‘The universe’, wrote poet Muriel Rukeyser, ‘is made of stories, not of atoms.’ Narratives bind together the fabric of society — they help us to make sense of ourselves, of the world around us, and of where we fit within it. Anybody who has been engrossed by a novel, watched a child’s wonderment at the new worlds contained in the pages of books, or seen a storyteller performing live will bear testament to the rhetorical power of these fantasies and fables. Stories have withstood postmodern attempts to fragment the way in which we present the world: indeed, the claims of postmodernism are narratives in and of themselves.

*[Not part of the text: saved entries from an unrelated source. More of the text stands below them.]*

PR #2671, opened 2019-03-21
ENCD-4517 Add UI for GM introduced elements

forresttanaka:
This branch branches off ENCD-4464-add-GM-category-enums which is QA Completed as I type this. Might need to clear up conflicts after that gets merged, but I’m not sure.

With this change, I now check for GM modification site property names in multiple places, so I moved existing code to a function and module-level variable so they can be shared.

### DIFF
--- a/src/encoded/static/components/genetic_modification.js
+++ b/src/encoded/static/components/genetic_modification.js
@@ -53,6 +53,22 @@ IntroducedTags.propTypes = {
 };
 
 
+// All possible genetic modification object modification site property names. This might need to
+// change if the genetic_modification.json schema changes.
+const modificationSitePropNames = ['modified_site_by_target_id', 'modified_site_by_coordinates', 'modified_site_by_sequence', 'modified_site_nonspecific'];
+
+
+/**
+ * Determine if a genetic modification object includes any modification site properties.
+ * @param {object} geneticModification GM object
+ * @return {boolean} True if `geneticModification` includes any modification site properties.
+ */
+const hasModificationSiteProps = (geneticModification) => {
+    const gmKeys = Object.keys(geneticModification);
+    return modificationSitePropNames.some(siteType => gmKeys.indexOf(siteType) !== -1);
+};
+
+
 // Render the modification site items into a definition list.
 const ModificationSiteItems = (props) => {
     const { geneticModification, itemClass } = props;
@@ -101,7 +117,7 @@ const ModificationSiteItems = (props) => {
         ),
     };
 
-    const elements = ['modified_site_by_target_id', 'modified_site_by_coordinates', 'modified_site_by_sequence', 'modified_site_nonspecific'].map((siteType) => {
+    const elements = modificationSitePropNames.map((siteType) => {
         if (geneticModification[siteType]) {
             return <div key={siteType}>{renderers[siteType](geneticModification)}</div>;
         }
@@ -129,15 +145,18 @@ ModificationSiteItems.defaultProps = {
 // render into the GM summary panel as its own section;
 const ModificationSite = (props) => {
     const { geneticModification } = props;
-    const itemClass = globals.itemClass(geneticModification, 'view-detail key-value');
 
-    return (
-        <div>
-            <hr />
-            <h4>Modification site</h4>
-            <ModificationSiteItems geneticModification={geneticModification} itemClass={itemClass} />
-        </div>
-    );
+    if (hasModificationSiteProps(geneticModification)) {
+        const itemClass = globals.itemClass(geneticModification, 'view-detail key-value');
+        return (
+            <div>
+                <hr />
+                <h4>Modification site</h4>
+                <ModificationSiteItems geneticModification={geneticModification} itemClass={itemClass} />
+            </div>
+        );
+    }
+    return null;
 };
 
 ModificationSite.propTypes = {
@@ -561,6 +580,13 @@ class GeneticModificationComponent extends React.Component {
                                         </div>
                                     : null}
 
+                                    {context.introduced_elements ?
+                                        <div data-test="introduced-elements">
+                                            <dt>Introduced elements</dt>
+                                            <dd>{context.introduced_elements}</dd>
+                                        </div>
+                                    : null}
+
                                     {context.zygosity ?
                                         <div data-test="zygosity">
                                             <dt>Zygosity</dt>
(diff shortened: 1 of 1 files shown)


src/encoded/static/components/genetic_modification.js
```diff
@@ -129,15 +145,18 @@ ModificationSiteItems.defaultProps = {
...
+        const itemClass = globals.itemClass(geneticModification, 'view-detail key-value');
+        return (
+            <div>
+                <hr />
+                <h4>Modification site</h4>
+                <ModificationSiteItems geneticModification={geneticModification} itemClass={itemClass} />
+            </div>
+        );
+    }
+    return null;
```
zoldello: Not big deals
1. You may need to comment on why you are returning null. Not everyone may realize you need null with components instead of undefined (which functions/methods return by default).

2. My understanding is that code should check if it can do what it needs to do early. If it detects it cannot, then it does not try to proceed. An alternate approach would be to check for (!hasModificationSiteProps(geneticModification)). If this true, return null. If not true, the if statement will be skipped and the code will proceed as normal.

src/encoded/static/components/genetic_modification.js
```diff
@@ -693,7 +719,7 @@ GeneticModificationSummary.columns = {
     method: { title: 'Method' },
     site: {
         title: 'Site',
-        display: item => <ModificationSiteItems geneticModification={item} itemClass={'gm-table-modification-site'} />,
+        display: item => (hasModificationSiteProps(item) ? <ModificationSiteItems geneticModification={item} itemClass={'gm-table-modification-site'} /> : null),
```
zoldello: Not big deal
Am I wrong, or does line have code you repeated in line 149 hasModificationSiteProps(...)? It may be clearer to put hasModificationSiteProps() inside ModificationSiteItems. The component ModificationSiteItems is called and the caller let ModificationSiteItems worry about whether or not it can display

src/encoded/static/components/genetic_modification.js
forresttanaka: For #2, what would the difference be? In your version, has hasModificationSiteProps would be called and if it returns false, the rest of the code is skipped and null is returned. In my version, isn’t the same thing true? None of the code would be executed in my version either.

src/encoded/tests/test_schema_genetic_modification.py
```diff
@@ -328,3 +348,24 @@ def test_tale_replacement_properties(testapp, tale_replacement, source):
     tale_replacement.update({'introduced_sequence': 'TTATCGATCGATTTGAGCATAGAAATGGCCGATTTATATGCCCGA'})
     res = testapp.post_json('/genetic_modification', tale_replacement, expect_errors=True)
     assert res.status_code == 201
+
+
+def test_mpra_properties(testapp, mpra):
```
zoldello: Not a big deal

- I normally see asserts at the end rather at the middle.
- If you need multiple asserts, that may be a sign you need multiple unit test. A unit test supposed to test a single functionality (unit) and not multiple actions.

forresttanaka: This branch branches off ENCD-4464-add-GM-category-enums, so that’s not my code. I only modified genetic_modification.js

src/encoded/schemas/genetic_modification.json
```diff
@@ -92,31 +99,42 @@
...
                         {
-                            "required": ["introduced_tags"],
-                            "properties": {
-                                "category": {
-                                    "enum": ["insertion"]
-                                },
-                                "purpose": {
-                                    "enum": ["tagging"]
+                            "anyOf": [
+                            {
```
zoldello: Need fixing
This is not properly formatted.

forresttanaka: This branch branches off ENCD-4464-add-GM-category-enums, so that’s not my code. I’ll pull in any changes from that branch if that happens.

src/encoded/static/components/genetic_modification.js
forresttanaka: For #1, I think people understand that, and we do that _everywhere_. React also says to do this, so people can just refer to the [React documentation](https://reactjs.org/docs/conditional-rendering.html#preventing-component-from-rendering). We would have to add this same comment to about 90 places in our code.

src/encoded/schemas/genetic_modification.json
zoldello: Got it. I misread the coloring.

forresttanaka:
I’m not sure how to update the PR title. This is for the only ticket that addresses the UI impact of the new GM property.

src/encoded/schemas/genetic_modification.json
jlzamanian: Could you please explain this formatting issue? And the others alluded to? I'm the one who made the changes.

forresttanaka:
Do you mean because this is a branch off ENCD-4464-add-GM-category-enums instead of a branch off dev?

src/encoded/schemas/genetic_modification.json
jlzamanian: OK. I see this formatting issue now. You mean the { in line 108 and the option after it should have an additional level of indentation.

caseylitton:
@forresttanaka  Right, this ticket is composed of two JIRA tickets, so both ticket numbers should be in the title.  Or the feature we intend on dropping should be squashed into one commit with a revert tag.  I suggest doing the title thing in either case because it's more likely the reviewers read the PR title even if they don't check the commit history.  

There are two situations.  

1. Feature-A needs Feature-B but Feature-B is being merged via its own PR.  Then Feature-A pr should have one commit like, '[Revert] ENCD-#### feature-b-msg'.  Then when the code reviewer looks at the commit history they know to only review feature-b changes.  And to make comments on feature-a in the feature-a pr.

The code reviewer,  @zoldello, should actually block the PR by requesting a change for this specifically.  And not approve the PR until the code is corrected after QA.  We can still move throubh QA while not approving the PR in github.  It actually blocks me from accidentally merging until the commits are removed.  Also, JIRA tickets shouldn't be moved to 'merge ready' until all comments have been cleared on github so there is some redundancy.

2. OR Feature-A needs Feature-B and we decided to include both features in one PR.  Then PR-A-B will have two commits, one for each feature.

I don't expect everyone to have known this or how to handle it.  We don't do it very often so the procedure is not documented.

forresttanaka:
I couldn't really follow any of this, so I suggest closing this PR. Once ENCD-4464-add-GM-category-enums gets merged into dev, then I’ll start this over.

caseylitton:
@forresttanaka 

Always: If there are other JIRA tickets in your PR you need to add that ticket number to the PR title.  ENCD-###1-###2

Then depending on how we want to handle the extra code in the PR,

Option 1: If you're making a PR with more than one ticket each feature should be squashed into one commit.  Where each commit has a ticket number.

Option 2: If you intend on dropping the other ticket from your PR before merging then flag that commit message with a revert tag.  [REVERT] ENCD-####D This other feature I need.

It’s tempting to think of narratives as fictional — confined to the realms of Hogwarts, Middle Earth, and Narnia. But perhaps the most compelling stories are found in the pages of histories. These are tales that structure our world and perspectives just as much as those that are explicitly imagined. Historians choose their protagonists — Henry VIII, Winston Churchill, Malala Yousafzai — and construct the world in which they exist as carefully as the novelist or poet. The viewpoints that pervade histories both reflect and alter the parameters within which we conceive of ourselves and others. Read Alan Bullock’s Hitler: A Study in Tyranny, and you get the impression that the will of one man alone shaped the fate of the world throughout much of the twentieth century. The individual, here, is paramount — we shape our own futures, and create our own failures as well. On the other hand, Hitler’s Willing Executioners by Daniel Jonah Goldhagen tells quite a different story. In his rendering, the Holocaust could not have happened without mass acceptance within Germany, whether passively through fear, or actively through agreement. Individuals here exist in a dense network of collective responsibility and actions; in Goldhagen’s story, without a wider societal framework Hitler would never have succeeded.
In other words, stories are ideologies, the systems that provide the parameters in which political decisions are made. Narratives are some of the most powerful political tools available, because they encourage you to believe in the values of the tale being told (illustrated by the proliferation of children’s books on contemporary scientific issues, such as Debi Gliori’s The Trouble with Dragons, about climate change). Stories endure because we believe that their morals are, in some sense, true. Their structures are designed to convince and enthral: they follow a familiar arc (beginning, middle, end), weaving a whole from threads of seemingly unconnected material or insurmountable problems. The protagonist(s) encourage identification — if you echo their ideals, you, too can be the hero of your own life story.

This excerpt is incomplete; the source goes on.